Thank you all for the insights into selling to horsey folks, no checks will be accepted.

I am sure that I will have many for questions as the season progresses, we have recently jumped into hay with both feet, compared to previous years will just a few acres and a custom operator baling for us. I have read a lot of the feeds on here so far and it has helped.

Mike


----------



## Vol (Jul 5, 2009)

Many horse folk prefer not to have clover in their hay due to various reasons i.e. their horse(s) may have laminitis or clover can or does make their horse(s) slobber. Another good reason not to include clover in your hayfield is that it takes about a full day longer for it to cure out for baling compared to grasses....thus increasing by one day your chances of getting your hay wet etc. If a buyer wants legumes in their hay, tell them to buy alfalfa or sell them alfalfa. Clover is at its best in grazing pastures for beef.

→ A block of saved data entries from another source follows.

PR #1252, opened 2026-09-07
feat(gateway): add negotiated gzip feeder responses

heemankv:
## Pull Request type

- [ ] Bugfix
- [x] Feature
- [ ] Build-related changes
- [x] Testing

Feeder-gateway responses are always sent as plain JSON. Madara fullnodes do not advertise gzip support and deserialize response bytes directly, so enabling response compression on the sequencer alone would break existing Madara clients.

Resolves: #NA

## What is the new behavior?

- Madara feeder GET requests advertise `Accept-Encoding: gzip` and centrally decode gzip before parsing successful or structured-error JSON responses.
- The feeder server negotiates gzip for successful, non-empty `feeder_gateway/*` responses when the caller accepts it. Compression remains disabled by default and can be enabled with `--feeder-gateway-gzip-responses` or `MADARA_FEEDER_GATEWAY_GZIP_RESPONSES=true`.
- Compression uses the fast gzip level on blocking workers with four process-wide slots. Saturation and compression failures fall back to identity responses.
- The client independently caps received and decompressed response bodies at 64 MiB, returns a typed overflow error, and applies the existing bounded retry policy to transient decompression failures.
- Gateway telemetry reports bounded route names, selected encoding, logical bytes, transmitted bytes, compression duration, status, and total response time.
- Two cumulative OpenTelemetry counters expose hypothetical uncompressed response-body bytes and actual transmitted response-body bytes. Both have bounded `route` and `encoding` labels and are directly graphable in Grafana/Prometheus.
- Tests cover negotiation, headers, exact decompression, structured errors, invalid/truncated and oversized streams, retry behavior, concurrency saturation, failure fallback, and enabled/disabled two-node sync.

No. The server switch defaults to false, clients continue accepting identity responses, and callers that do not request gzip always receive the existing plain JSON representation.

### Grafana metrics

- `feeder_gateway_response_body_uncompressed_bytes_total`: bytes that would have been sent without gzip.
- `feeder_gateway_response_body_transmitted_bytes_total`: bytes actually sent after optional gzip.

The metrics count response bodies and exclude HTTP/TLS overhead. Compare their byte rates with:

```promql
sum(rate(feeder_gateway_response_body_uncompressed_bytes_total{namespace=~"$namespace", pod=~"$pod"}[$__rate_interval]))
sum(rate(feeder_gateway_response_body_transmitted_bytes_total{namespace=~"$namespace", pod=~"$pod"}[$__rate_interval]))
```

Percentage saved over the selected interval:

```promql
100 * (
  1 -
  sum(increase(feeder_gateway_response_body_transmitted_bytes_total{namespace=~"$namespace", pod=~"$pod"}[$__range]))
  /
  sum(increase(feeder_gateway_response_body_uncompressed_bytes_total{namespace=~"$namespace", pod=~"$pod"}[$__range]))
)
```

### Validation

- `cargo test -p mc-gateway-client -p mc-gateway-server`: client 24 passed / 2 pre-existing ignored; server 23 passed.
- Focused `mc-e2e-tests` negotiated feeder sync: 2 passed (server gzip disabled and enabled).
- `cargo clippy -p mc-gateway-client -p mc-gateway-server --tests -- -D warnings`: passed.
- Metrics follow-up: `cargo test -p mc-gateway-server` (23 passed) and `cargo clippy -p mc-gateway-server --tests -- -D warnings` passed.
- `cargo build --release -p madara`: passed.
- `cargo fmt --all -- --check`, `taplo fmt --check`, and `git diff --check`: passed.
- A new Madara fullnode synced against a preserved pre-change feeder binary.
- `eqlabs/pathfinder:v0.22.2` synced through the gzip-enabled feeder with sampled lag zero.

### Local Devnet benchmark

| Response | Identity | Gzip | Reduction |
| --- | ---: | ---: | ---: |
| `get_block` | 56,261 B | 2,223 B | 96.0% |
| `get_preconfirmed_block` | 56,433 B | 2,190 B | 96.1% |
| `get_state_update` | 1,726 B | 678 B | 60.7% |

A concurrency-four comparison over 3,000 block requests transmitted 168,783,000 bytes with identity and 6,669,000 bytes with gzip, with zero HTTP errors. Mean latency changed from 0.750 ms to 0.839 ms and average sequencer CPU from roughly 12.8% to 14.8% of one core. Block production continued on its two-second cadence and Pathfinder finished at lag zero.


madara/crates/client/gateway/client/src/request_builder.rs
```diff
@@ -175,19 +182,167 @@ where
...
+        .flat_map(|value| value.split(','))
+        .any(|encoding| encoding.trim().eq_ignore_ascii_case("gzip"));
+
+    if !gzip_encoded {
+        return Ok(body);
+    }
+
+    let mut decoder = GzDecoder::new(body.as_ref());
+    let mut decoded = Vec::new();
+    decoder.read_to_end(&mut decoded).map_err(|source| SequencerError::DecompressResponse { source })?;
```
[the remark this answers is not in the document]
heemankv: Done in 60bd5648c. Raw response collection and gzip expansion are now independently capped at 64 MiB. The transport path uses http_body_util::Limited, decompression reads at most limit plus one sentinel byte, and either overflow returns the typed ResponseBodyTooLarge error. A regression test covers both limits.

madara/crates/client/gateway/client/src/methods.rs
```diff
@@ -43,6 +43,7 @@ impl GatewayProvider {
         for attempt in 0..MAX_RETRIES {
             match request_fn().await {
                 Ok(result) => return Ok(result),
+                Err(error @ SequencerError::DecompressResponse { .. }) => return Err(error),
```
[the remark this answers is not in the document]
heemankv: Done in 60bd5648c. I removed the decompression-error fast exit, so transient gzip failures now use the existing bounded five-attempt exponential-backoff policy. The new regression test fails decompression once and verifies recovery on the next attempt.

madara/crates/client/gateway/server/src/service.rs
```diff
@@ -120,3 +161,321 @@ pub async fn start_server(
...
+    gzip_compression_semaphore: Arc<Semaphore>,
+) -> (Response<Full<Bytes>>, ResponseStats) {
+    let uncompressed_bytes = response.body().len() as u64;
+    let should_compress = gzip_enabled
+        && path.starts_with("feeder_gateway/")
+        && response.status().is_success()
+        && uncompressed_bytes > 0
+        && accepts_gzip(request_headers);
+
+    if !should_compress {
```
Mohiiit, line 213: Could we add `Vary: Accept-Encoding` to eligible feeder responses before choosing gzip or identity, including the saturation and compression-failure fallbacks? Currently it is added only after successful compression. A caching proxy can therefore reuse an identity response for subsequent gzip requests, bypassing compression until that entry expires.

madara/crates/client/gateway/client/src/request_builder.rs
```diff
@@ -175,19 +184,207 @@ where
...
+        .filter_map(|value| value.to_str().ok())
+        .flat_map(|value| value.split(','))
+        .any(|encoding| encoding.trim().eq_ignore_ascii_case("gzip"));
+
+    if !gzip_encoded {
+        return Ok(body);
+    }
 
-    Ok(res)
+    let mut decoder = GzDecoder::new(body.as_ref()).take(max_bytes.saturating_add(1) as u64);
```
Mohiiit: Could we use `MultiGzDecoder` here while keeping the existing size limit? `GzDecoder` stops after the first member, so a valid gzip response containing JSON split across multiple members produces incomplete JSON. A small concatenated-member regression test would cover this. The older request decoder uses the same pattern, so this could also be aligned in a follow-up.

madara/crates/client/gateway/server/src/service.rs
```diff
@@ -120,3 +161,321 @@ pub async fn start_server(
...
+        return identity_response(response, 0);
+    }
+
+    let Ok(permit) = gzip_compression_semaphore.try_acquire_owned() else {
+        tracing::warn!(target: "gateway_calls", method = telemetry_route(path), "Feeder gzip concurrency limit reached; returning identity");
+        return identity_response(response, 0);
+    };
+
+    let (parts, body) = response.into_parts();
+    let body = Arc::new(body);
```
Mohiiit: Could we convert the body to `Bytes` here and clone it for the blocking task? That would keep the original available for fallback without `Arc<String>` or the `Arc::try_unwrap`/copy branch. `finish_compression` could then select the body and encoding first and construct the response and statistics once.

Mohiiit (commented):
A few suggestions around HTTP response handling, simplifying body ownership, and making the integration test verify compression explicitly. The multi-member gzip point is a compatibility follow-up; I haven’t observed it with the feeders tested here.

madara/crates/tests/src/transaction_flow.rs
```diff
@@ -304,6 +319,25 @@ fn make_transfer_call(recipient: Felt, amount: u128) -> Vec<Call> {
...
+        .with_feeder_gateway_gzip_responses(gzip_enabled)
+        .run()
+        .await;
+    let RunningTestSetup::TwoNodes { _sequencer: sequencer, mut user_facing } = setup else {
+        unreachable!("full-node setup always starts two nodes")
+    };
+
+    wait_for_next_block(&sequencer.json_rpc()).await;
+    let target = get_latest_block_n(&sequencer.json_rpc()).await;
+    user_facing.wait_for_sync_to(target).await;
```
Mohiiit, line 338: Could the enabled case also request a response from the running feeder with `Accept-Encoding: gzip`, assert `Content-Encoding: gzip`, and decode the body? Currently both cases only check that synchronization succeeds, so they would still pass if the compression flag stopped reaching the server. The disabled case could assert that the same request receives identity.

madara/crates/client/gateway/server/src/service.rs
heemankv: Done in 53fb083eb. Eligible successful, non-empty feeder responses now receive `Vary: Accept-Encoding` before negotiation, so identity negotiation, semaphore saturation, and compression-failure fallbacks all preserve it. The unit cases now assert the header on each fallback path.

Welcome to haytalk and please note that if you could edit your profile to include your state or more specific location, we often can give you a more specific answer that would relate more to your area of the country. Again welcome and enjoy.

Regards, Mike


----------



## Bonfire (Oct 21, 2012)

No clover planted in horse pastures or horse hay fields here for the exact same reasons Vol stated.


----------



## rjmoses (Apr 4, 2010)

Bonfire said:


> No clover planted in horse pastures or horse hay fields here for the exact same reasons Vol stated.


Same here. Ladino cl;over is OK, Alsike clover causes slobbers. (My vet said he gets 2-3 calls a year that somebody's horse has rabies.)

Ralph


----------



## ih504560 (Feb 7, 2013)

Thanks for the info, no clover it is.


----------



## DSLinc1017 (Sep 27, 2009)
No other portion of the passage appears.